Step 4: Begin making noodle dough by cracking the 3 eggs into the Pampered Chef Stainless Mixing bowl and  beat using a fork.

Step 5: Add  the salt to the eggs and continue beating (this can be adjusted for personal taste/low sodium diet by using less salt than what is called for).

NOTE: Measure the salt over a separate container or the sink to ensure you do not over salt the noodles.

Step 6: Add the milk to the egg and salt mixture and blend together.

Step 7: Add the flour 1 cup at a time, level off each cup, and blend well after each addition.

NOTE: Using a pastry blender may be easier than a fork as the dough thickens with the addition of the flour.

Step 8: When the dough becomes to firm to blend using a fork or pastry blender, wash and dry hands, lightly flour and continue the process by adding the rest of the flour and incorporate the flour into the dough using your hands.

Step 9: Form a dough ball by scooping all the dough together and rounding out the ball with your hands. Do not over work the dough or the it will become too stiff to roll out.

Step 10: Lightly flour your work surface (should be a considerable size: approximately 2 and 1/2 feet deep by 4 feet long).

Step 11: Place your dough ball on the floured surface.
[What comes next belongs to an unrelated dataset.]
Issue #222, opened 2016-03-11
Discard input on stdin before asking a question


vain:
When doing interactive applys with lots of questions, you tend to press enter and press enter and press enter and press enter ... all day long. It's easy to blindly press that button without thinking properly.

Before reading user input on stdin, we should try to discard any input that's currently in the buffer.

Step 12: Begin rolling out dough with your hands. Using the ball of your hand, flatten the dough ball into a flat “pancake”.

NOTE: This will make the actual rolling process go more easily based on the stiffness of the dough in contrast to the softness of pie crust.

NOTE: Because the dough is stiff and firm, you can stretch it lightly to make the rolling process easier. Also make sure the surface remains floured underneath the dough to prevent sticking. You can even flip the dough over prior to rolling out to ensure there is ample flour beneath the dough.

Step 13: Roll dough very thin on floured surface.

NOTE: If your workspace is not large enough, you can cut off a portion of the dough and move it to a different location on the work surface and continue to roll it very thin.

Step 14: Once the dough is rolled out (approximately 1mm thick) cut in 1×3 inch strips (smaller or larger based on personal preference–this can affect drying times).

Step 15: Allow noodles to dry for about 1 hour and then flip over using a spatula.

NOTE: Humidity level and noodle size are variables in the drying process. Be careful when peeling the noodles off the counter. If they are too sticky, allow to dry 15-30 more minutes before flipping.

Step 16: Once flipped, dry noodles for the remaining amount of time (1-2 hours).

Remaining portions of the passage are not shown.